Remember how, until 1989, State Governors were hand-picked by the president? These days, in Lara, it’s starting to feel like descentralization never happened and Venezuelan states are ruled directly from Caracas once again.
Back in the day, the nation was divided into administrative regions, tasked with territorial development; a responsibility that was placed in the hands of regional “development agencies”. These were separate from state governments, and had broad powers to plan, promote and coordinate projects in the regions. As the years went by, their objectives were slowly abandoned.
The best known example is the Venezuelan Corporation of Guayana (CVG), which grew to become a conglomerate of mining and metallurgical companies, now in critical condition. Another case is Corpozulia, acting in the largest state in the country.
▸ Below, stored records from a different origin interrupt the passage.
PR #12599, opened 2023-11-01
chore(service-portal): Add tab navigation as button navigation

thordurhhh:
## What

Add tab navigation as button navigation
Add subnav support for tabnav

## Why

There is no support in the <Tabs /> component to support nested navigation.
And this approach is more natural for a nav + screen rendering instead of using the <Tabs />

## Screenshot

Screenshot 2023-11-01 at 15 36 56

## Checklist:


thorkellmani (approved):
LGTM

PR #12601, opened 2023-11-02
chore(j-s): Add tail to all sms and emails with a link to RVG

oddsson:
# Add tail to all sms and emails with a link to RVG

Asana

## What

Add tail to all sms and emails with a link to RVG.

## Checklist:


unakb (approved):

unakb:
Some tests might break, but looks good !

apps/judicial-system/backend/src/app/modules/notification/notification.service.ts
```diff
@@ -853,6 +869,8 @@ export class NotificationService {
           }),
       defenderName ?? '',
       defenderEmail ?? '',
+      [],
```
unakb, line 872: Is there a reason this Attachment argument is a empty array while the others are undefined ?

apps/judicial-system/backend/src/app/modules/notification/notification.service.ts
```diff
@@ -1492,6 +1517,8 @@ export class NotificationService {
       html,
       theCase.registrar.name,
       theCase.registrar.email,
+      [],
```
unakb, line 1520: Same here

unakb (approved):
Just one question otherwise nice

apps/judicial-system/backend/src/app/modules/notification/notification.service.ts
oddsson: Nope, just a mistake..

PR #13962, opened 2024-02-29
feat(web): Chart improvements

baering:
## What

- Handle non-date x axis date (like a list of names)
- Be able to flip X and Y axis
- Offer `Custom Style Config` in Contentful to allow for more flexibility when displaying data

## Why

To allow for more uses cases and improve UX/DX.

## Screenshots / Gifs

Example of a non-date X axis and flipping X and Y axis with multiple segments in a bar:
image

### Flip axis
Normal bar chart:
image

Flipped:
image

### Custom styling
Example chart with default styling
image

But we get the request to:
- Show all the ticks on the X-axis
- Have the Y axis start at min data value and end at max data value

We can achieve that by putting the following values into the `Custom Style Config` field:

```typescript
{
  chart: {
    margin: {
      right: 35,
      top: 10,
    },
  },
  yAxis: {
    width: 50,
    domain: ['dataMin', 'dataMax'],
    tick: {
      dx: -5,
    },
  },
  xAxis: {
    height: 55,
    angle: 35,
    interval: 0,
    tick: {
      dy: 15,
      dx: 18,
    },
  },
}
```

image

## Checklist:


RunarVestmann (approved):

apps/web/components/Charts/v2/types/index.ts
```diff
@@ -52,3 +61,33 @@ export interface ComponentStyle {
   renderIndex: number
   renderIndexForType: number
 }
+
+export interface CustomStyleConfig {
```
saevarma, line 65: How is the documentation of this object in Contentful for developers/Content editors of the supported structure? I see the field in Contentful is a free form JSON?

saevarma (approved):
LGTM

apps/web/components/Charts/v2/types/index.ts
baering: Yeah I think I added (or meant to add) a "Please consult with a developer" hint below.

For now that's how it is. But this uses the same terms as the [Recharts API](https://recharts.org/en-US/api).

In effect a parallel State government, it now dedicates itself to pushing projects which go nowhere and to hindering the work of the elected government.
The latest victim of the policitization of these institutions is the Foundation for the Development of the Central-West Region (FUDECO). For now on, it will be known as Corpolara. Given the fact that its head is Chavez’s strong man in the region, it’s obvious who is the real target behind this action. Much as Chávez dreamt up a parallel government agency for Caracas to nullify Antonio Ledezma’s election to the post of Metropolitan Mayor of Caracas, he’s now retreading an old development agency to nullify Governor Falcon’s win.
States are facing a permanent siege from the central power, both in terms of their responsibilities and of their coffers. This new power structure shows how far Miraflores is willing to go to expand its control.